После сорокалетнего юбилея материнские восторги по поводу неудавшихся отношений стали сходить на нет, как, впрочем, и количество сих отношений. Затем начались вздохи и попытки познакомить его с «приличными» девушками, ни одна из которых также не задержалась в квартире дольше, чем на чай. А год назад матушка в последний раз горестно вздохнула и опочила не совсем в мире, но окончательно оставив надежду понянчить внуков.
В результате Антон Иванович в свои пятьдесят пять лет представлял из себя крайне завидного жениха с высокооплачиваемой работой, дорогими часами и роскошной квартирой. Однако абсолютно без женской опеки и без какой-либо реальной вероятности ее обрести. Первое время ему крайне не хватало материнских пирожков и даже не менее горячих материнских наставлений, что оказалось для него неожиданным открытием. Однако, в конце концов, он купил себе новую модель робогорничной и записался в мужской клуб, где раз в месяц искал и успешно находил утешение в обществе женщин, не болтающих о продолжении рода и совместных покупках. Таким образом, жизнь его вошла в размеренную колею. И вытащить его из этой колеи представлялось малоперспективным занятием.
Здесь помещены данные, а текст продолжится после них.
PR #7745, opened 2022-06-08
Configurable Security Contexts

tybritten:
- Hardcodes some sane security defaults
 ```
runAsNonRoot: true
allowPrivilegeEscalation: false
readOnlyRootFilesystem: true
capabilities:
    drop:
    - all
```
~- Allows users to configure runAs User/Group globally for the deployment~
- with container fs set as readonly, add emptyDir volumes for containers that need to write locally

FREQQ-110

### CODE REVIEW

File: etc/testing/circle/helm-load-env-values.yaml [hunk 1]
```diff
@@ -1,3 +1,5 @@
+deployTarget: LOCAL
```
tybritten, line 1: had to add this to tell etcd to use a root securitycontext

etc/helm/pachyderm/templates/pachd/deployment.yaml
```diff
@@ -203,7 +193,7 @@ spec:
           value:  {{.Values.global.noProxy}}
         {{ end }}
         - name: ENABLE_WORKER_SECURITY_CONTEXTS
-          value: {{ .Values.pachd.securityContext.enabled | quote }}
+          value: {{ .Values.global.securityContexts.enabled | quote }}
```
jrockway, line 196: I think some of the changes you're making here should propagate to the worker RCs; src/server/pps/server/worker_rc.go line 332 (sidecar) and line 348 (user code) is where those are defined.

jrockway (approved):
Answering my own questions.  This has to be optional or it breaks Openshift.  CI is already testing this.

Only thing we need to figure out is what to do about workers.  Could probably be done in a follow-up.

etc/helm/pachyderm/templates/pgbouncer/deployment.yaml
```diff
@@ -95,13 +103,34 @@ spec:
...
         {{- end }}
+      {{- if .Values.global.securityContexts.enabled }}
+        securityContext:
+          allowPrivilegeEscalation: false
+          readOnlyRootFilesystem: true
+          capabilities:
+              drop:
+              - all
+      securityContext:
+        runAsUser: {{ .Values.global.securityContexts.runAsUser }}
```
hesantosh, line 114: pg-bouncer user is `1001` so global `runAsUser` wont work here. I am assuming its `1000` globally.  https://github.com/bitnami/bitnami-docker-pgbouncer/blob/1.17.0-debian-11-r3/1/debian-11/Dockerfile#L38

etc/helm/pachyderm/templates/cloudsqlAuthProxy/deployment.yaml
```diff
@@ -39,11 +39,20 @@ spec:
           - "-instances={{ .Values.cloudsqlAuthProxy.connectionName }}=tcp:0.0.0.0:{{ .Values.cloudsqlAuthProxy.port }}"
         ports:
         - containerPort: {{ .Values.cloudsqlAuthProxy.port }}
-        securityContext:
-          # The default Cloud SQL proxy image runs as the
-          # "nonroot" user and group (uid: 65532) by default.
-          runAsNonRoot: true
         resources: {{ toYaml .Values.cloudsqlAuthProxy.resources | nindent 10 }}
+      {{- if .Values.global.securityContexts.enabled }}
+        securityContext:
```
hesantosh, line 44: I would suggest something like this for both pod and container securitycontext.
https://gitea.com/gitea/helm-chart/src/commit/dd702a7ae62511c99e4aa3db29421b68f5ea44e3/templates/gitea/statefulset.yaml#L68
I expect we will need to add/remove few values along the way.

hesantosh: If not, `runAsUser`, `runAsGroup` and `runAsNonRoot` needs to be on container and Pod level. I know its not required from K8s POV but thats a requirement in our OPA.

etc/helm/pachyderm/templates/cloudsqlAuthProxy/deployment.yaml
```diff
@@ -39,11 +39,20 @@ spec:
...
+          allowPrivilegeEscalation: false
+          readOnlyRootFilesystem: true
+          capabilities:
+              drop:
+              - all
+      securityContext:
```
hesantosh, line 50: Sorry, I might have missed this. `seccompProfile` needs to be on pod securitycontext.
```
        runAsUser: {{ .Values.global.securityContexts.runAsUser }}
        runAsGroup: {{ .Values.global.securityContexts.runAsGroup }}
        fsGroup: {{ .Values.global.securityContexts.runAsGroup }}
        runAsNonRoot: true
        seccompProfile:
          type: RuntimeDefault
```

hesantosh (changes requested):

etc/helm/pachyderm/templates/pgbouncer/deployment.yaml
tybritten: This does work. The container permissions have read and execute access for other, so any uid can be used.

tybritten:
We're hard-coding the UID/GIDs for the pachyderm components but a user can still configure the user ones for pipelines via the pipeline spec. For more advanced changes, it requires using a `pod_patch`

src/server/pachyderm_test.go
```diff
@@ -10650,3 +10649,99 @@ func TestDatabaseStats(t *testing.T) {
...
+	require.NoError(t, c.CreateRepo(dataRepo))
+
+	commit1, err := c.StartCommit(dataRepo, "master")
+	require.NoError(t, err)
+	require.NoError(t, c.PutFile(commit1, "file", strings.NewReader("foo"), client.WithAppendPutFile()))
+	require.NoError(t, c.FinishCommit(dataRepo, commit1.Branch.Name, commit1.ID))
+	pipeline := tu.UniqueString("TestSimplePipeline")
+	req := basicPipelineReq(pipeline, dataRepo)
+
+	req.PodPatch = "[{\"op\":\"add\",\"path\":\"/securityContext\",\"value\":{}},{\"op\":\"add\",\"path\":\"/securityContext\",\"value\":{\"runAsGroup\":1000,\"runAsUser\":1000,\"fsGroup\":1000,\"runAsNonRoot\":true,\"seccompProfile\":{\"type\":\"RuntimeDefault\"}}},{\"op\":\"add\",\"path\":\"/containers/0/securityContext\",\"value\":{}},{\"op\":\"add\",\"path\":\"/containers/0/securityContext\",\"value\":{\"runAsGroup\":1000,\"runAsUser\":1000,\"allowPrivilegeEscalation\":false,\"capabilities\":{\"drop\":[\"all\"]},\"readOnlyRootFilesystem\":true}}]"
```
jrockway, line 10719: You can use `` ` `` as the quoting operator and then you don't have to escape `"` in the JSON.

src/server/pps/server/worker_rc.go
```diff
@@ -278,17 +279,36 @@ func (kd *kubeDriver) workerPodSpec(options *workerOptions, pipelineInfo *pps.Pi
...
+	}
+	// add emptydir for /tmp to allow for read only rootfs
+	options.volumes = append(options.volumes, v1.Volume{
+		Name: "tmp",
+		VolumeSource: v1.VolumeSource{
+			EmptyDir: &v1.EmptyDirVolumeSource{},
+		}})
+	tmpDirVolumeMount := v1.VolumeMount{
+		Name:      "tmp",
+		MountPath: "/tmp",
```
jrockway, line 307: What about `/pfs`?  I'm surprised there are no complaints here; maybe our tests aren't writing to `/pfs/out`?

jrockway (approved):
Looks good.  Couple questions below.

etc/helm/pachyderm/templates/pgbouncer/deployment.yaml
```diff
@@ -87,6 +87,14 @@ spec:
             cpu: 250m
             memory: 256M
         volumeMounts:
+        - mountPath: /opt/bitnami/pgbouncer/conf/
```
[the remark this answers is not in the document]
tybritten: i tried, there's other stuff in that folder that getn wiped then

src/server/pachyderm_test.go
tybritten: i never remember which languages support that and which don't haha

src/server/pps/server/worker_rc.go
tybritten: somewhere else in the code the emptyDir is created for /pfs. It's in the pod at runtime

etc/helm/pachyderm/templates/etcd/statefulset.yaml
```diff
@@ -73,18 +73,32 @@ spec:
         volumeMounts:
         - mountPath: /var/data/etcd
           name: etcd-storage
+      {{- if .Values.global.securityContexts.enabled }}
+      {{- if and (eq (include "pachyderm.storageBackend" . ) "LOCAL") .Values.pachd.storage.local.requireRoot }}
```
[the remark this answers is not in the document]
tybritten: it shouldn't, i pulled that out already

etc/helm/pachyderm/templates/proxy/deployment.yaml
```diff
@@ -96,16 +96,28 @@ spec:
...
             {{- end }}
+     {{- if .Values.global.securityContexts.enabled }}
+          securityContext:
+            allowPrivilegeEscalation: false
+            readOnlyRootFilesystem: true
+            capabilities:
+                drop:
+                - all
+      securityContext:
+        runAsUser: 101
```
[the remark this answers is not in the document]
tybritten: no we can do that, that's what i do for the workers

tybritten:
One breaking change in this PR:
disabling security contexts is now done globally with a single value at `global. securityContexts.enabled=false`, instead of `securityContexts.enabled=false` under each service. This only really applies to OpenShift users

Откушав меж тем ужин, торжественно поданный на старинной фарфоровой посуде, Антон Иванович пожурил робота-горничную за недостаточную расторопность и похвалил робота-повара за идеально прожаренного цыпленка. Оба чуда техники одинаково мигнули в ответ желтыми датчиками и прогудели что-то на своем машинном языке. Видимо, извинялись и благодарили. После чего робот-повар вернулся на кухню в свой шкафчик, откуда был вызван специально для выслушивания мнения хозяина, а робогорничная, грациозно мелькая манипуляторами, приступила к уборке со стола.
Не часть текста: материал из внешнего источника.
PR #7747, opened 2022-06-08
Mount server separate binary

smalyala:
- Separate mount server into its own binary
- Build and publish docker image via CI


src/internal/minikubetestenv/deploy.go
```diff
@@ -478,6 +478,9 @@ func putRelease(t testing.TB, ctx context.Context, namespace string, kubeClient
 	if opts.EnterpriseMember {
 		helmOpts = union(helmOpts, withEnterpriseMember(pachAddress.Host, int(pachAddress.Port)))
 	}
+	if opts.EnterpriseMember {
```
chainlink, line 481: This looks unrelated?

chainlink:
Heads up @molinamelendezj This adds a docker build to goreleaser.

src/internal/minikubetestenv/deploy.go
smalyala: Good catch. Removed

chainlink (approved):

Удовлетворенно вздохнув, Антон Иванович проследовал в гостиную, где расположился в уютном кресле перед огромной видеопанелью. Пятничный вечер у Антона Ивановича обычно был посвящен незамысловатому общению с панельными программами в достойном обществе сладкой вишневой настойки. Хрустальный графин с темно-красной жидкостью и приземистый бокал с точеными гранями были уже услужливо размещены на невысоком столике с инкрустацией, придвинутом поближе к креслу. Антон Иванович не любил вставать из кресла или за чем-либо тянуться. А после третьего графина с настойкой уже и физически не мог этого делать без риска повредить целостность вековой посуды и мебели, его окружающих.
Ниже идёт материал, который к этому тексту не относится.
PR #7749, opened 2022-06-08
Add zombie data detection option to fsck.

PFedak:


brycemcanally:
I'm concerned about how heavyweight this is. It certainly shouldn't be the default, but even then it could take a really long time for clusters with a lot of commits / numbers of files. Distributing this through the task service could help, but I wonder how much value this type of check provides by going across all of the commits vs a subset. It might be more beneficial in terms of cost to just check commits that are active, probably just the HEAD commits, or have the client specify a commit set / commit. That would work better longer term as well because I can see us eventually getting to a state where older commits are uncompacted to save space.

src/pfs/pfs.proto
```diff
@@ -386,6 +386,9 @@ message DiffFileResponse {
 
 message FsckRequest {
   bool fix = 1;
+  Commit zombie_target = 2;
```
brycemcanally, line 389: I feel like we should have a oneof which sets either a commit or the boolean.

src/server/pfs/cmds/cmds.go
```diff
@@ -1604,13 +1623,15 @@ Objects are a low-level resource and should not be accessed directly by most use
...
 			}
-			if !errors {
+			if !foundErrors {
 				fmt.Println("No errors found.")
 			}
 			return nil
 		}),
 	}
 	fsck.Flags().BoolVarP(&fix, "fix", "f", false, "Attempt to fix as many issues as possible.")
+	fsck.Flags().BoolVar(&fullZombie, "zombie-all", false, "Check all pipelines for zombie files: files corresponding to old inputs that were not properly deleted")
```
brycemcanally, line 1633: Can we have the terminology be consistently `all` or `full`. It seems like `all` would be more consistent with other functionality (i.e. delete pipeline).

src/server/pfs/server/api_server.go
```diff
@@ -629,11 +629,38 @@ func (a *apiServer) DeleteAll(ctx context.Context, request *types.Empty) (respon
...
 	}); err != nil {
 		return err
 	}
+
+	if request.ZombieTarget != nil {
+		return a.driver.detectZombie(ctx, request.ZombieTarget, fsckServer.Send)
+	}
+	if request.FullZombieCheck {
+		// list meta repos as a proxy for finding pipelines
+		a.driver.listRepo(ctx, false, pfs.MetaRepoType, func(info *pfs.RepoInfo) error {
```
brycemcanally, line 644: No error check here?

src/server/pfs/server/driver_fsck.go
```diff
@@ -302,3 +311,99 @@ func (d *driver) fsck(ctx context.Context, fix bool, cb func(*pfs.FsckResponse)
...
+			return errors.EnsureStack(w.Put(common.MetaFilePath(id), id, true,
+				strings.NewReader(f.Index().Path+"\n")))
+		}))
+	})
+	if err != nil {
+		return err
+	}
+	// now merge with the meta commit to look for extra datums in the output commit
+	return d.storage.WithRenewer(ctx, defaultTTL, func(ctx context.Context, r *fileset.Renewer) error {
+		r.Add(ctx, *id)
```
brycemcanally, line 363: Error check?

brycemcanally, line 363: Error check?

src/server/pfs/server/api_server.go
PFedak: Sorry for the sloppiness on these, there must be an off-the-shelf linting option for this

brycemcanally (approved):
lgtm, just one minor nitpick left.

В эпоху абсолютистского правления в их доме покойной матушки пятничные вечера почти всегда проходили в обществе ее интеллигентных друзей. Однако многие из них уже покинули сей мир, а остальные после смерти хозяйки дома потихоньку оставили его. И тогда Антон Иванович внезапно осознал, что собственной дружеской компанией он не обзавелся, а потому ждут его вечера уединенные и тихие. По первости пытался он еще приглашать некоторых знакомцев своих на застольные посиделки, а то и навязывался к ним в гости. Только знакомцы под самыми изощренными предлогами избегали его дома и недвусмысленные намеки на приглашение его к себе игнорировали. Причин таких странностей Антон Иванович не понимал, поскольку считал себя человеком просвещеннейшим и интереснейшим, со слов, разумеется, своей матушки и ее почивших почитателей. А потому, дабы не впадать во внутреннее противоречие, списал он поведение окружавших людей, в основном из среды его коллег по работе и научной деятельности, на их собственную глупость и зависть к его несомненным талантам. Убедить себя самого в этом выводе было не сложно. Однако вечера, особенно пятничные, когда возвращаешься домой пораньше, сей вывод украсил не особенно.